Charges de la vie courante (comprenant l’alimentation, le transport, l’habillement la mutuelle santé) : 632 euros,
Charges d’habitation (comprenant eau, énergie hors chauffage, téléphone/internet, assurance habitation) : 121 euros,
Charges de chauffage : 123 euros,
Loyers et charges : 597 euros (le montant du loyer est fixé en déduisant la provision pour chauffage cette charge étant déjà prise en compte dans le forfait chauffage)
Soit un total 1 473 euros.
La différence entre les charges de Mme [M] [X] divorcée [C] et ses ressources est donc de 491,56 euros. Il doit être considéré, pour tenir compte des dépenses exceptionnelles et imprévues, qu’il peut être dégagé une capacité de remboursement de 350 euros.
En application de l’article L.741-6 du code de la consommation, il convient donc de renvoyer le dossier à la commission de surendettement.
Sur les dépens
En matière de surendettement, il convient de laisser les dépens à la charge du Trésor Public.

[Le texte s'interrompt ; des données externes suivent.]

PR #240, opened 2020-09-02
Tweak Form Pattern

joebochill:
For PXBLUE-1479.

- Re-order some content
- Add some new content
- Reword a few things
- Update spec images
- Updated content images (except for gifs)


emclaug2 (approved):

jeffvg (approved):
looks good

huayunh:
Not planning to update the other illustrations to abide by the design specifications?

And no illustrations for those transparent helper text?

joebochill:
> Not planning to update the other illustrations to abide by the design specifications?
> 
> And no illustrations for those transparent helper text?

Can you be more specific about which images are not following the spec? They look correct to me, except for the gif of the login screen.

And as far as the 'transparent' helper text, I thought we had agreed to "assume there is helper text" on the login screen only and others forms would shift their layout when errors appear (like in the gif). I can add another spec image that shows the space staying at 24/32 when there is no assistive text if that would be helpful.

huayunh:
Incorrect (should all be problems around the spacing between different elements)
image
(as well as the other two)

image

image

image

huayunh:
> I thought we had agreed to "assume there is helper text" on the login screen only and others forms would shift their layout when errors appear (like in the gif)

Not sure about the login screen ONLY part... I'd say check with other designers on this. 

One thing I realized is the helper text might wrap on a smaller screen and not wrap on a larger screen, thus resulting in different margins between two text fields. Take that into consideration too.

joebochill:
> One thing I realized is the helper text might wrap on a smaller screen and not wrap on a larger screen, thus resulting in different margins between two text fields. Take that into consideration too.

Sounds like a good enough reason to use a fixed spacing between fields (and not try to make assumptions about helper text): fixed space from bottom of helper text (if it exists) to top of next field or fixed space from bottom of first field (if no helper text) to top of next field. Login being a special case (if we want it to be) to prevent the fields from moving on error.

👍  👎  ?

I see what you're talking about with the images (I was only looking at the outer margins/padding). I will loop back around and update those in a separate PR if the rest of this content looks okay.

huayunh:
I called for a meeting on Friday afternoon, during which we can prob get some consensus on this.

huayunh:
Note: maybe also ask if the submit button should always be pinned at screen corners (top right corner or bottom right corner)

joebochill:
I updated all of our usage of slash to have a space on both sides (based on comment on other PR #242). If we don't want to do this it will be easier to do find replace on these than the other way (every url has multiple [character]/[character] instances....10000+ instances of that).

joebochill:
All of the images should be updated now, so if the content seems okay to us, I'd like to get it in dev so Kyle and Ian can have a look at the content and give any thoughts for follow-up changes.

src/docs/patterns/forms.mdx
```diff
@@ -160,54 +174,36 @@ For screens such as email verification where there is a single field with a know
...
     <ImageGrid
         images={[SubmitButtonOnBlurImage]}
         regularWidth
         caption={'The submit button is disabled until the user has entered something for all the required fields.'}
     />
+    <ImageGrid
+        images={[dismissKeyboardErrorAutoscrollImage, dismissKeyboardErrorTextImage]}
+        caption={[
+            'Left: The UI should auto-scroll to and focus on the first invalid field.',
+            'Right: On login screens, form fields should not shift when errors appear.',
```
huayunh, line 198: Just a note that these ImageGrids get displayed in a stacked way on mobile, and it would make no sense to call them "left" and "right"

src/docs/patterns/forms.mdx
```diff
@@ -218,14 +214,11 @@ For additional instructions, refer to [Material Design's design specs on "Text f
 If certain dimensions are not specified, refer to the dimensions suggested in the mobile section above.
 
 <ImageGrid images={[Specs4Image, Specs5Image]} regularWidth />
```
huayunh, line 216: the 40/32 margin is redundant here, since it is the same as the mobile dimension

huayunh:
Otherwise, go ahead and merge this PR 👏 

I tried my best to break the 71-comment record, I guess it is not gonna work this way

L''équité commande de débouter la société [17] de sa demande formulée au titre de l’article 700 du code de procédure civile.
PAR CES MOTIFS
Le juge des contentieux de la protection de [Localité 9], statuant en matière de surendettement par jugement public mis à disposition au greffe de la juridiction, réputé contradictoire, susceptible d’appel,
Déclare recevable le recours formé par la société [17] à l’encontre de la mesure de rétablissement personnel sans liquidation judiciaire imposée par la [11] au profit de Mme [M] [X] divorcée [C]
Déboute la société [17] de sa demande visant à voir prononcer la déchéance du droit au bénéfice de la procédure de surendettement de Mme [M] [X] divorcée [C],
Déboute la société [17] de sa demande visant à voir déclarer Mme [M] [X] divorcée [C] de mauvaise foi et déclare recevable la demande de Mme [M] [X] divorcée [C] de bénéficier de la procédure de surendettement,
Constate que la situation de Mme [M] [X] divorcée [C] n’est pas irrémédiablement compromise,
Indique que Mme [M] [X] divorcée [C] dispose d’une capacité de remboursement de 350 euros,
Renvoie le dossier à la commission de surendettement pour qu’elle décide de mesures de traitement de la situation de surendettement de Mme [M] [X] divorcée [C],
Rappelle qu’en application de l’article R. 713-10 du code de la consommation la présente décision est exécutoire de plein droit à titre provisoire,
Dit que le présent jugement sera notifié par lettre recommandée avec avis de réception aux parties et par lettre simple à la commission de surendettement.
Laisse les dépens à la charge du Trésor public,
Déboute la société [17] de sa demande au titre de l’article 700 du code de procédure civile,
Ainsi jugé et prononcé le 6 juin 2025.